- [Problem description] Below are the records; collect from them each line containing the string "files".

- [Collected data]

___

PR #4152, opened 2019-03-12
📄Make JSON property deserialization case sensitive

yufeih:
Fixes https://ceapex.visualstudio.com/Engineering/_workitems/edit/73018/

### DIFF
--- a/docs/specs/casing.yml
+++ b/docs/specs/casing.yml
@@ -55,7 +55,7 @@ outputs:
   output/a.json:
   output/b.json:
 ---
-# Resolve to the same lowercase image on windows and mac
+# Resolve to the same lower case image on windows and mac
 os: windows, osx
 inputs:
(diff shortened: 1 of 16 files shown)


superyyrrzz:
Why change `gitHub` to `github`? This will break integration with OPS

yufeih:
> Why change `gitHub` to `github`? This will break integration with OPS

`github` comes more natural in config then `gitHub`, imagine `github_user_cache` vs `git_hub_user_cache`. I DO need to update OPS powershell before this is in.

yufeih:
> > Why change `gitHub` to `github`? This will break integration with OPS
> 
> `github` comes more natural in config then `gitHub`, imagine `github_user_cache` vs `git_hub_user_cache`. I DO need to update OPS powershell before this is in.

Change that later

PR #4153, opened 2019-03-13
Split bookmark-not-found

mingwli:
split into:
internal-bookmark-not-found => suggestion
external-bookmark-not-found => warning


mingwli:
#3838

___

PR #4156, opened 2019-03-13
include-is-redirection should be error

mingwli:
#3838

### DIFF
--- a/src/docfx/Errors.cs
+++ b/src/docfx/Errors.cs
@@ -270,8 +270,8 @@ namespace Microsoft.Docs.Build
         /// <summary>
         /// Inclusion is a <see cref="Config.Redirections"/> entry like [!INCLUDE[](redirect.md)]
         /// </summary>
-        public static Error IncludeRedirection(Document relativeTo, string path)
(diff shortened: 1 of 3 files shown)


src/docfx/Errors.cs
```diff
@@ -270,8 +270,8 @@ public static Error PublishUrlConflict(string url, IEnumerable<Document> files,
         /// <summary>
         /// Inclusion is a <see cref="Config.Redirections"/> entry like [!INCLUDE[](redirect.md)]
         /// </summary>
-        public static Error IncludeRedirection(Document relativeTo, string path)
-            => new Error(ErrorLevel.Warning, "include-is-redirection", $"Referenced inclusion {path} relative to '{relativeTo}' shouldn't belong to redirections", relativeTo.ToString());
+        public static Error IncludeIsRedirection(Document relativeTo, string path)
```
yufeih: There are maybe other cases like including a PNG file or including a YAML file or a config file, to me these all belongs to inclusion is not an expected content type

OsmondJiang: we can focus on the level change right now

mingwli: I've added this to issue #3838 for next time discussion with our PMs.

___

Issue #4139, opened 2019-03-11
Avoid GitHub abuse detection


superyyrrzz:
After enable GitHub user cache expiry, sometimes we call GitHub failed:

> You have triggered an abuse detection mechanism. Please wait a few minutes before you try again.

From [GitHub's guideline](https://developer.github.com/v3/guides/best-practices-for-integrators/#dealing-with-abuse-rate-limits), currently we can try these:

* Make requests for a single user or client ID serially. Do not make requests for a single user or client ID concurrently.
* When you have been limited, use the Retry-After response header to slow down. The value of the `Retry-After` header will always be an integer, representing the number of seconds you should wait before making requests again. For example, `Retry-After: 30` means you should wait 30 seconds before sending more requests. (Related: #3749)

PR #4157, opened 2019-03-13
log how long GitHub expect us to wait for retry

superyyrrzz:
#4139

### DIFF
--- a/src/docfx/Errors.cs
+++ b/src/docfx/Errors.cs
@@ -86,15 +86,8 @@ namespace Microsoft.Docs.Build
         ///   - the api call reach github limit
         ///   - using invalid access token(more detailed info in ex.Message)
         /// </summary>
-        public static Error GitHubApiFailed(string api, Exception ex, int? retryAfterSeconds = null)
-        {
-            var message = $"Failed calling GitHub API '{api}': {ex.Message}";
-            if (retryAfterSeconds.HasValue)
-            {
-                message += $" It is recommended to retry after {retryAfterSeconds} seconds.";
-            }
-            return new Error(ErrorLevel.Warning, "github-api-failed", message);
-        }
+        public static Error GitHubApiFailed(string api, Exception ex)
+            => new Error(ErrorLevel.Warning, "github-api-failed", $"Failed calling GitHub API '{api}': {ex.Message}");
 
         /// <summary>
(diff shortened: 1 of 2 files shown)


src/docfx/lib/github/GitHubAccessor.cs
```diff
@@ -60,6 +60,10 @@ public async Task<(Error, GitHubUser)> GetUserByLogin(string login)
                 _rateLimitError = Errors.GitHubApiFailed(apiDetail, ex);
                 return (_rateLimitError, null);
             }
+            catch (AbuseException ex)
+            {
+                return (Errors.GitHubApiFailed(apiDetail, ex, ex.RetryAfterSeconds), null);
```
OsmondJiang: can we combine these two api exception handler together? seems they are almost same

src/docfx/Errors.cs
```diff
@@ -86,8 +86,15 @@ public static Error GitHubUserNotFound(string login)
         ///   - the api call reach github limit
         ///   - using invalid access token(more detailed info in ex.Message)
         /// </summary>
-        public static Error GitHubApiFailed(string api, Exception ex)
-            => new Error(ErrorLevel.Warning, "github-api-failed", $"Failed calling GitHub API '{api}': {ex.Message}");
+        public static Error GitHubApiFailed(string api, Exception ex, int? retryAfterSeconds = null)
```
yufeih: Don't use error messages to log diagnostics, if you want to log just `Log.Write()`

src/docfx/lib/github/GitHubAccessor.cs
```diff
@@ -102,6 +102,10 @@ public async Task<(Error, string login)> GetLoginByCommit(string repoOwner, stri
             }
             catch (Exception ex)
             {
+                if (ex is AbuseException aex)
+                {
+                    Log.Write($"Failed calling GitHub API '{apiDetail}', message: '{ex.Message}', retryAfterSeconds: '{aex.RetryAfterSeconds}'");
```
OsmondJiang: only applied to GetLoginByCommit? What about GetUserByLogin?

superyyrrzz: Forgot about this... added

___

- [Reply to the exercise]
(diff shortened: 1 of 16 files shown)
(diff shortened: 1 of 3 files shown)
@@ -270,8 +270,8 @@ public static Error PublishUrlConflict(string url, IEnumerable<Document> files,
(diff shortened: 1 of 2 files shown)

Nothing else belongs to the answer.